A Neoproterozoic Snowjob: Testing the Limits of the
Snowball Earth Hypothesis
Nicholas
Christie-Blick (Columbia University, New York, New York, USA)
Ohio State University’s Geology Department colloquium
(Columbus, Ohio, USA)
25 April 2002
Paul
Hoffman’s Snowball
Earth Hypothesis (SEH) doesn’t work very well.
A
classic locality for seeing Neoproterozoic tillite is in northern Namibia.
Marinoan
Ice Age (= Varanger Ice Age) - ~600 m.y. & the Sturtian Ice Age - ~750-700
m.y. These appear to be the most severe Ice Ages ever on Earth.
Showed
a photograph of a large
dropstone deforming iron formation (photo from Paul Hoffman).
Evidence
for a cold climate at sea level ~600 m.y. ago: striated pavements, paleo-permafrost
(sandstone frost wedges), adjacent to tidal bundles in sandstone.
The
Elatina Formation in the central Flinders Ranges, South Australia has the best
evidence for low-latitude glaciation at sea level - paleomag. shows this locality
was at 7.5˚ North latitude (results are close to a primary
position). See lots of magnetic reversals in the Neoproterozoic glacial
interval of the Elatina Formation. This area really made the case for
low-lat. glaciation.
The
typical cap carbonate
facies - occurs above Snowball Earth glacial sediments. The cap
carbonates are peculiar. In the late Precambrian, can see carbonates
above the glacial interval. The cap carbonate sediments (deep water and a
continuous interval) are event beds - turbidites (sole marks, flute casts) of
finely-laminated, homogeneous dolomicrite. They directly overlie glacial
rocks everywhere. They are present even in terrigenous sections. Most
sections have a few meters only of cap carbonates, though Hoffman focuses on
the few sections that have 100s of meters of cap carbonates. See Kennedy,
Christie-Blick, & Prave (2001).
Low
isotopic values in cap carbonates are perceived to be peculiar.
-5.5
to -6 d13C
(PDB) is the mantle carbon isotopic value. The modern world has Corg
about -28.5 and Cinorg.CO3 of 0. We see mantle carbon values
in Neoproterozoic cap carbonates - implies zero Corg burial - the
source of the suggestion of completely ice-covered oceans in the Hoffman
Snowball Earth Hypothesis (SEH). d13C curves go crazy during the Neoproterozoic, compare
with pre-NP and post-NP.
Snowball 101: the
basic ideas of SEH.
1)
Freezing phase - the entire ocean surface is frozen (even in the
tropics) from a runaway albedo feedback. When sea ice reaches 30˚ latitude,
the rest rapidly freezes over. Then, primary productivity in the oceans
ceases, which accounts for mantle carbon values in cap carbonates. Then,
atmospheric CO2 increases to ~120,000 ppm due to the shutdown of
hydrologic cycle and the shutdown of silicate weathering (both sinks for CO2).

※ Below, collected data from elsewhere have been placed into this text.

PR #488, opened 2018-12-25
Move PluginTask to a command

markstory:
I've created another utility class for subprocess calls so that we don't end up with another big base class that is a kitchen sink of features.

### DIFF
--- a/src/Command/PluginCommand.php
+++ b/src/Command/PluginCommand.php
@@ -13,10 +13,13 @@ declare(strict_types=1);
  * @since         0.1.0
  * @license       http://www.opensource.org/licenses/mit-license.php MIT License
  */
-namespace Bake\Shell\Task;
+namespace Bake\Command;
 
 use Bake\Utility\TemplateRenderer;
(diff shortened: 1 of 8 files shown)


src/Command/PluginCommand.php
```diff
@@ -91,34 +97,36 @@ public function main($name = null)
      * Also update the autoloader and the root composer.json file if it can be found
      *
      * @param string $plugin Name of the plugin in CamelCased format
+     * @param \Cake\Console\Arguments $args The command arguments.
+     * @param \Cake\Console\ConsoleIo $io The console io
      * @return bool|null
      */
-    public function bake($plugin)
+    public function bake($plugin, $args, $io)
```
saeideng: why we could not use  `$this->io` object with assigning these vars withing `execute()` ?

markstory: We could. I've been passing the arguments around in other commands so that the commands have as few properties as possible. I'm also considering making only `execute()` public and all other methods protected.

The increasing CO2 is coming from the mantle (continued volcanism
from continuing plate tectonic processes).
2)
Melting phase - catastrophic melting phase from greenhouse effect, on a
scale of 100s of years - very rapid and very warm. This renews silicate
weathering, resulting in drawdown of atmospheric CO2, which delivers
alkalinity and base cations to the ocean. The cap carbonates record the
transfer of excess atmospheric CO2 to the ocean. The trend of
decreasing carbon isotope depletion upward in cap carbonates is due to: 1)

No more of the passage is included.